[Goal of the exercise]: Each line from the one containing "-1,0 +1,64 @@" through the final line of the records is to be repeated exactly, with no additions.

[Task input]:

PR #364, opened 2025-06-17
Mayan Bridge Integration

e1Ru1o:
- Interacts with `forwardEth` and `forwardERC20` in [Mayan Forwarder](https://github.com/mayan-finance/swap-bridge/blob/416affdf77239bd084a96535bdd3fb27ae52849d/src/MayanForwarder.sol#L164)

### DIFF
--- a/src/core/Mayan.sol
+++ b/src/core/Mayan.sol
@@ -1,0 +1,64 @@
+// SPDX-License-Identifier: MIT
+pragma solidity ^0.8.25;
+
+import {IERC20} from "@forge-std/interfaces/IERC20.sol";
+import {SafeTransferLib} from "../vendor/SafeTransferLib.sol";
+
+contract Mayan {
+    using SafeTransferLib for IERC20;
+
+    function bridgeERC20ToMayan(IERC20 token, address forwarder, address mayanProtocol, bytes memory protocolData) internal {
+        uint256 amount = token.fastBalanceOf(address(this));
+        token.safeApproveIfBelow(forwarder, amount);
+        assembly ("memory-safe") {
+            let ptr := mload(0x40)
+            
+            let size := mload(protocolData)
+            mcopy(add(0x134, ptr), protocolData, add(0x20, size))
+            mstore(add(0x114, ptr), 0x120)
+            mstore(add(0xf4, ptr), mayanProtocol)
+            // permit empty data as it is not going to be used
+            // zeroed to save gas
+            codecopy(add(0x54, ptr), codesize(), 0xa0)
+            // end of permit data
+            mstore(add(0x34, ptr), amount)
+            mstore(add(0x14, ptr), token)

[Expected output]:
@@ -1,0 +1,64 @@
+// SPDX-License-Identifier: MIT
+pragma solidity ^0.8.25;
+
+import {IERC20} from "@forge-std/interfaces/IERC20.sol";
+import {SafeTransferLib} from "../vendor/SafeTransferLib.sol";
+
+contract Mayan {
+    using SafeTransferLib for IERC20;
+
+    function bridgeERC20ToMayan(IERC20 token, address forwarder, address mayanProtocol, bytes memory protocolData) internal {
+        uint256 amount = token.fastBalanceOf(address(this));
+        token.safeApproveIfBelow(forwarder, amount);
+        assembly ("memory-safe") {
+            let ptr := mload(0x40)
+            
+            let size := mload(protocolData)
+            mcopy(add(0x134, ptr), protocolData, add(0x20, size))
+            mstore(add(0x114, ptr), 0x120)
+            mstore(add(0xf4, ptr), mayanProtocol)
+            // permit empty data as it is not going to be used
+            // zeroed to save gas
+            codecopy(add(0x54, ptr), codesize(), 0xa0)
+            // end of permit data
+            mstore(add(0x34, ptr), amount)
+            mstore(add(0x14, ptr), token)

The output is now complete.